EXERCISE DETAILS: Find the lines of the material below that include the string "JoinHostPort", then copy each one.

LISTED ENTRIES START

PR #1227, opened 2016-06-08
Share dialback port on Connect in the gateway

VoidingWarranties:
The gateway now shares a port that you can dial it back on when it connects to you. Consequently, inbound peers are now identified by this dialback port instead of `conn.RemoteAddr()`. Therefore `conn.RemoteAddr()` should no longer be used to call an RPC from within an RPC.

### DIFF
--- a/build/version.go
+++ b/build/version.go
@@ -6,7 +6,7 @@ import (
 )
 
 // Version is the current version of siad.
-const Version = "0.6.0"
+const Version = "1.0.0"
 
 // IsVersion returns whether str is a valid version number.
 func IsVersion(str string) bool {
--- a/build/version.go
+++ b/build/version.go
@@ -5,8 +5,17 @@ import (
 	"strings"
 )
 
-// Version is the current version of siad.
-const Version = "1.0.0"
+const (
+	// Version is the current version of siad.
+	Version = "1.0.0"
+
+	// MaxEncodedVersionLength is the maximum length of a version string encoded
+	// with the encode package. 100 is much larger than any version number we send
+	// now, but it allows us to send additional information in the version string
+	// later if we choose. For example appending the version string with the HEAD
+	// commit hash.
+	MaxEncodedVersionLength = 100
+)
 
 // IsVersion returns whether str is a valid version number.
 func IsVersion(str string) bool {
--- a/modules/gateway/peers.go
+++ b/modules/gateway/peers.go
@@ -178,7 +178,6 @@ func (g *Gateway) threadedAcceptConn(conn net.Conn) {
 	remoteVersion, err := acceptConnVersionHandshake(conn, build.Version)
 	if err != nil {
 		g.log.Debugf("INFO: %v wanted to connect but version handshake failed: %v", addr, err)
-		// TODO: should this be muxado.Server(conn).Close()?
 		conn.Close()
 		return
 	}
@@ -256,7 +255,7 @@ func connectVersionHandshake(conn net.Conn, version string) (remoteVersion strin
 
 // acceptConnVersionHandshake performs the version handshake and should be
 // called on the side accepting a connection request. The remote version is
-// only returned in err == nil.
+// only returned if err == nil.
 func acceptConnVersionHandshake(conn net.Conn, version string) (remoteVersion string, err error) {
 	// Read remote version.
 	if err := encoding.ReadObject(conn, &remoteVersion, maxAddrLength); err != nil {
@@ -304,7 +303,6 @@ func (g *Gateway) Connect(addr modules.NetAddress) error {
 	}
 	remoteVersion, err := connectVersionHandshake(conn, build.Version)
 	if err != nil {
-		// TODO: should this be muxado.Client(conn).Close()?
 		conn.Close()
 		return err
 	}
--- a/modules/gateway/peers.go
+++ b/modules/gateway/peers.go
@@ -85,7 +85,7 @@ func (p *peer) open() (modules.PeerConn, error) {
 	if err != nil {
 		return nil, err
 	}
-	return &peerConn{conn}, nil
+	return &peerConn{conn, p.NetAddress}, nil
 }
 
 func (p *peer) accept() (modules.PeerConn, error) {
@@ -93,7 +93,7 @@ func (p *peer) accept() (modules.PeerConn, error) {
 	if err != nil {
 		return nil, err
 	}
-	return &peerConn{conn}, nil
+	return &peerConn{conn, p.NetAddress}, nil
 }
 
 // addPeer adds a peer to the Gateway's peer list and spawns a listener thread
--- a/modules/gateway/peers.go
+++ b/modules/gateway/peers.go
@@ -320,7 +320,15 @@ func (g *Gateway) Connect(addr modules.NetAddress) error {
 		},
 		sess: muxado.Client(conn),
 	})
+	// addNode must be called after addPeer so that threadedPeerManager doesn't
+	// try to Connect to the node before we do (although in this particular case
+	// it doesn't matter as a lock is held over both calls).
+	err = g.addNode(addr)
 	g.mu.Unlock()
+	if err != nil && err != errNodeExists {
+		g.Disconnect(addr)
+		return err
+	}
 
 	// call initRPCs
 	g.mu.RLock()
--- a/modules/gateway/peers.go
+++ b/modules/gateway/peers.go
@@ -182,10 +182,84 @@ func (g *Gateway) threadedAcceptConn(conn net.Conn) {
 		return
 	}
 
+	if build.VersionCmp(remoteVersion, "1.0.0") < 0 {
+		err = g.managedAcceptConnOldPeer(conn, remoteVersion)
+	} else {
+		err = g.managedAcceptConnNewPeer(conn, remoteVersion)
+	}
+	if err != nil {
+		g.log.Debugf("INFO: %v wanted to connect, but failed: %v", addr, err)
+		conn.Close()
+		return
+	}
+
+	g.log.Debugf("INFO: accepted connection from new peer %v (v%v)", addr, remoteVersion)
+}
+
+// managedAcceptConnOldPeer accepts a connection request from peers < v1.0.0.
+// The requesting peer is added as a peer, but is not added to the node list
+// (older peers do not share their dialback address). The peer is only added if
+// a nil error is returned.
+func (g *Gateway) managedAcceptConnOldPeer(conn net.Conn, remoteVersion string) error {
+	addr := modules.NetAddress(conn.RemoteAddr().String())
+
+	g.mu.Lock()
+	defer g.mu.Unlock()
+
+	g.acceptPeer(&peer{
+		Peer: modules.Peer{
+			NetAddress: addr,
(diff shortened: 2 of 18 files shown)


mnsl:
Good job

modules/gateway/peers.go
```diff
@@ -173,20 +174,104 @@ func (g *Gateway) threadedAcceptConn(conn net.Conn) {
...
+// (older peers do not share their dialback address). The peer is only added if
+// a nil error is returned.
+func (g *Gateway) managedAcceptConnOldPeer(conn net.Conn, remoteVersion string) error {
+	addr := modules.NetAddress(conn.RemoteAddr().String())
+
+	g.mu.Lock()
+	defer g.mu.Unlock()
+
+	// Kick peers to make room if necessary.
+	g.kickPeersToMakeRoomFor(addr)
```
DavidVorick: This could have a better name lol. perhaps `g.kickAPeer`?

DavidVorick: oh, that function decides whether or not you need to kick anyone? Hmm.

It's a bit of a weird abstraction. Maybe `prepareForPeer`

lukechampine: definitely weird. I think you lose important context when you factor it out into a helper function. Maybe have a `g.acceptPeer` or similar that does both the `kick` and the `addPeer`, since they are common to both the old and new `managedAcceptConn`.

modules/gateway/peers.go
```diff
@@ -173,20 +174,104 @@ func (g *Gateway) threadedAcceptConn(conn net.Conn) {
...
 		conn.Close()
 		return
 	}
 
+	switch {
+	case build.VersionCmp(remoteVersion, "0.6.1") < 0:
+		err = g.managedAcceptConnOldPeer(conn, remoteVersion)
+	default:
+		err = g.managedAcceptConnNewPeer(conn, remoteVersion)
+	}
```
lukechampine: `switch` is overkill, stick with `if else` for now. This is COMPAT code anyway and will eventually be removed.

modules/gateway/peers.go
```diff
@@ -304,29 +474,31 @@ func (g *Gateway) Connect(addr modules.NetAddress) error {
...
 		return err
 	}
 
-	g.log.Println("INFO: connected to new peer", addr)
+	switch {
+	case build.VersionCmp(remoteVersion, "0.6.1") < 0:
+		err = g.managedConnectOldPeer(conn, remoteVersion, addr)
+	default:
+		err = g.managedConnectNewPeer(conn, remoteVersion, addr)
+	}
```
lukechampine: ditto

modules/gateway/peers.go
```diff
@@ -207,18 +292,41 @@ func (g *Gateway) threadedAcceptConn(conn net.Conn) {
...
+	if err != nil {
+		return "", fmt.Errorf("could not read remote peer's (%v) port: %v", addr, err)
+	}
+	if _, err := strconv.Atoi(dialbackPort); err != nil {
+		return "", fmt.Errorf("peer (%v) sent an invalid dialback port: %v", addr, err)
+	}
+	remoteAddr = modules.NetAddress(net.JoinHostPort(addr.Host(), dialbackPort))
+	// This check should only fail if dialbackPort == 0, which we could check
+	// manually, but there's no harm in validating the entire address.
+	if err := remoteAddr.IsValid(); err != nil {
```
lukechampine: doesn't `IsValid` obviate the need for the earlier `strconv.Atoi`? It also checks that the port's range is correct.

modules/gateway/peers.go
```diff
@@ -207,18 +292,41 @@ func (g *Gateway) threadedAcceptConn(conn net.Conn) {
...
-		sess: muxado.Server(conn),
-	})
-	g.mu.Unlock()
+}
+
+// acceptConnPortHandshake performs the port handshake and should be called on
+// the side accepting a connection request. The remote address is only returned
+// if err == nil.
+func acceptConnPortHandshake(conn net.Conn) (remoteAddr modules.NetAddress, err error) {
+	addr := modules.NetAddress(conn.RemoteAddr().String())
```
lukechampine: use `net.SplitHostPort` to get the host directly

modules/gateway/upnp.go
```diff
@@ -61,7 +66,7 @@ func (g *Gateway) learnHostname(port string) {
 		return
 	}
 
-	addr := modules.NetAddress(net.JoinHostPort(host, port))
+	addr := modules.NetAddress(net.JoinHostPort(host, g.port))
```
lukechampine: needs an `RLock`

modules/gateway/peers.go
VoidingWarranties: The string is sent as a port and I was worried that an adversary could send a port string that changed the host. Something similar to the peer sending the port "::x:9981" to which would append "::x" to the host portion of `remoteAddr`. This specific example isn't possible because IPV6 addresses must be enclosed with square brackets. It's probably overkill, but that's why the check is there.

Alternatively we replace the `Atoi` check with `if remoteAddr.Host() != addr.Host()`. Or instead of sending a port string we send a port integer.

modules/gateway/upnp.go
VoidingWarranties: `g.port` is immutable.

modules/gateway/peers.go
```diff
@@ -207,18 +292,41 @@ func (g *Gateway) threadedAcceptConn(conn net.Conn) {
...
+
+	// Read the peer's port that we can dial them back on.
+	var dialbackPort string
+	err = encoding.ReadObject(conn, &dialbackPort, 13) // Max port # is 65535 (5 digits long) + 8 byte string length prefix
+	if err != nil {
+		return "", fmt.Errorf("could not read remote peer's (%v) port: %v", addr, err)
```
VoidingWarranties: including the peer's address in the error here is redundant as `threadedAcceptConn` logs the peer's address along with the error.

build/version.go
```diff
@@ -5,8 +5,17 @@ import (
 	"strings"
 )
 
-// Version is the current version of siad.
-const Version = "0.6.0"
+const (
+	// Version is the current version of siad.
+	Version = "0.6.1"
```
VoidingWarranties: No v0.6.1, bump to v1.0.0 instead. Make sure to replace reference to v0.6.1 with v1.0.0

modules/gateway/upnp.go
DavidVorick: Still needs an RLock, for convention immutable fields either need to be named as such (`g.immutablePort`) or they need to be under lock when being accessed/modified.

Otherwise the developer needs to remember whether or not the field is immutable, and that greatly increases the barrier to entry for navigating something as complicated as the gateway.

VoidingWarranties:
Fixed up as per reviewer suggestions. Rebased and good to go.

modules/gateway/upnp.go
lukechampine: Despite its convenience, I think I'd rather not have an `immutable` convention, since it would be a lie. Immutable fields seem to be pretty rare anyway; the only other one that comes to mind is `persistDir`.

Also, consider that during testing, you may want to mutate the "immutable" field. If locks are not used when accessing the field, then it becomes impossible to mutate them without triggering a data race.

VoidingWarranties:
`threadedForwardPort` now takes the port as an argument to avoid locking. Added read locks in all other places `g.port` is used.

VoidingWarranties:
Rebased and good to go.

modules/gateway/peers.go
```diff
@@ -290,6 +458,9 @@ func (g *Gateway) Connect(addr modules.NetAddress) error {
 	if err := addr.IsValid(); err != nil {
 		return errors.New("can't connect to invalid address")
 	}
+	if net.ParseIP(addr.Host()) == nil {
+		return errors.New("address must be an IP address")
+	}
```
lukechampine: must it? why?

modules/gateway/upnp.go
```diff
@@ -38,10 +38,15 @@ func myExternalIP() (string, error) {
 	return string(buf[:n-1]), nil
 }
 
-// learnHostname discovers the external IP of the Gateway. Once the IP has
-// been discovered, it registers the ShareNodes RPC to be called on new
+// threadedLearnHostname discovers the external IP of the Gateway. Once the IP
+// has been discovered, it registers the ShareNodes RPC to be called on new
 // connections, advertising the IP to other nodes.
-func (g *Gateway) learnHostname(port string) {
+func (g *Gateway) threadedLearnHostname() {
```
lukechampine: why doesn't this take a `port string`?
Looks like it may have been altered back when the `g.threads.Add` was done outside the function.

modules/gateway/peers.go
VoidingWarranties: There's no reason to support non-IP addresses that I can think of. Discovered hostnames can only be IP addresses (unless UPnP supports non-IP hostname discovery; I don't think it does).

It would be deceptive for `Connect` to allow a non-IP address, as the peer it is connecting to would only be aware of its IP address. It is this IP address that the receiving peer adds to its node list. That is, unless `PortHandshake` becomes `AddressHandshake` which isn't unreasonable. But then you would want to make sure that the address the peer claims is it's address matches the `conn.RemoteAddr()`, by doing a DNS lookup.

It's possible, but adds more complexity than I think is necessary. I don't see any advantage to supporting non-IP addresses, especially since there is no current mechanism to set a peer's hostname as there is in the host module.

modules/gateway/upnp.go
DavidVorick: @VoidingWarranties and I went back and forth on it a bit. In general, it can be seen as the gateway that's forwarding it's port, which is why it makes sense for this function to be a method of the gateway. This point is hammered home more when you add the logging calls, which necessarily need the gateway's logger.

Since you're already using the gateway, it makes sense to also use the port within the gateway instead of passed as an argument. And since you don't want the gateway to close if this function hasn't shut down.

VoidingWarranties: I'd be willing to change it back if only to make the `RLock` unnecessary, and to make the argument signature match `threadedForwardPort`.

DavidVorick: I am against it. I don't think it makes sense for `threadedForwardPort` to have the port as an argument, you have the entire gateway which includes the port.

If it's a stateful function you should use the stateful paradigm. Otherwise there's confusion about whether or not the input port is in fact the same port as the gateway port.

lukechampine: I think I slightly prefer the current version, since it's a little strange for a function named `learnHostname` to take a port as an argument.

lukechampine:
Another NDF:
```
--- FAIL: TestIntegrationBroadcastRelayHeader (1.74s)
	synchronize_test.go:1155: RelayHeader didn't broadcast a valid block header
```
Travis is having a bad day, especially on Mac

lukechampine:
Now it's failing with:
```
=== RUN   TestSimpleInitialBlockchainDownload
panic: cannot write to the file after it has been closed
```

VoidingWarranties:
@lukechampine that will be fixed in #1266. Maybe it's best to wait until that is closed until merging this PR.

LISTED ENTRIES END

PROBLEM SOLUTION:
+	remoteAddr = modules.NetAddress(net.JoinHostPort(addr.Host(), dialbackPort))
-	addr := modules.NetAddress(net.JoinHostPort(host, port))
+	addr := modules.NetAddress(net.JoinHostPort(host, g.port))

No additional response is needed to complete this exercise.